September 12, 2017 10:31:59 AM
Deacons at Second Baptist Church in Starkville have until Sept. 22 to turn over information from two bank accounts they opened, as well as the keys to the church building, to its board of trustees.
Judge Jim Kitchens rendered the latest ruling Monday in Oktibbeha County Circuit Court in a convoluted civil case over a stalled construction project that has pitted different factions of the Yeates Street church against one another.
During a contempt hearing Monday, Kitchens also ordered the church to turn over Pastor Joseph Stone's emails to the court to be used as evidence in the case.
Trustees filed the lawsuit in December 2015 against Stone and Head Deacon Terry Miller, as well as contractor Donald Crowther, over money paid to Crowther for a sanctuary that was never built. The plaintiffs are asking for $400,000, which trustees say Stone paid Crowther without the board having authorized it.
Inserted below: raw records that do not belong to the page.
PR #289, opened 2024-10-07
Add backwards compatible type params for HTTPRequest and HTTPStreamRequest

ecooper:
Data types for `HTTPRequest` and `HTTPStreamRequest` are hardcoded today. Because of #288, we need to support generics for `data`. They default to backwards compatible types.

### Description
This PR makes the following backwards compatible changes:

- `HTTPRequest` now takes a type parameter that is applied to `data`. It defaults to `QueryRequest`.
- `HTTPStreamRequest` now takes a type parameter that is applied to `data`. It defaults to `StreamRequest`.

### Motivation and context
To take advantage of `HTTPClient.request` against endpoints other than `/query/v1`, we need to support payloads other than `QueryRequest`.  While we don't have an immediate use case for extending `HTTPStreamRequest`, I would argue it makes sense to keep the approaches the same across our two primary request types (call/response and streaming).

No tests were added for this specific change. If all existing tests pass, this is a safe change. The underlying data types are never referred to or accessed directly within the client.

N/A

### Change types

### Checklist:

----

### DIFF
--- a/src/http-client/http-client.ts
+++ b/src/http-client/http-client.ts
@@ -6,15 +6,17 @@ import { SupportedFaunaAPIPaths } from "./paths";
 /**
  * An object representing an http request.
  * The {@link Client} provides this to the {@link HTTPClient} implementation.
+ *
+ * @typeParam T - The expected type of the request sent to fauna.
  */
-export type HTTPRequest = {
+export type HTTPRequest<T = QueryRequest> = {
   /**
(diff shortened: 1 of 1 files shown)


ptpaterson (approved):
Nice. I agree this will help keep things straight if we extend the client to reuse the "call/response" and "streaming" paths.

ecooper:
Closed in favor of #290.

Crowther, of TCM Companies of Long Beach, has not done any work on the project since July 15 and is currently facing criminal charges of fraud.
In a July contempt hearing, trustees claimed Stone and Miller had authorized deacons to open two bank accounts to which trustees did not have access.
Though Kitchens did not hold the defendants in contempt, he did order them to give access to the accounts to trustees and the church's finance committee. However, as of Monday, that order had still not been followed, leading Kitchens to reassert it with a hard deadline.
"This is all invoices, all records, receipts, bank accounts, bank statements, check stubs, canceled checks," said Jackson attorney Dorsey Carson, who is representing the church trustees. "Everything."
Stone and Miller's attorney, William Starks of Columbus, did not respond to calls for comment from The Dispatch by press time.
No trial date has been set for the civil suit, according to Oktibbeha Circuit Court records. In July, Kitchens had said he hoped to have a trial by the end of the year.
Crowther's criminal trial is set for Nov. 1.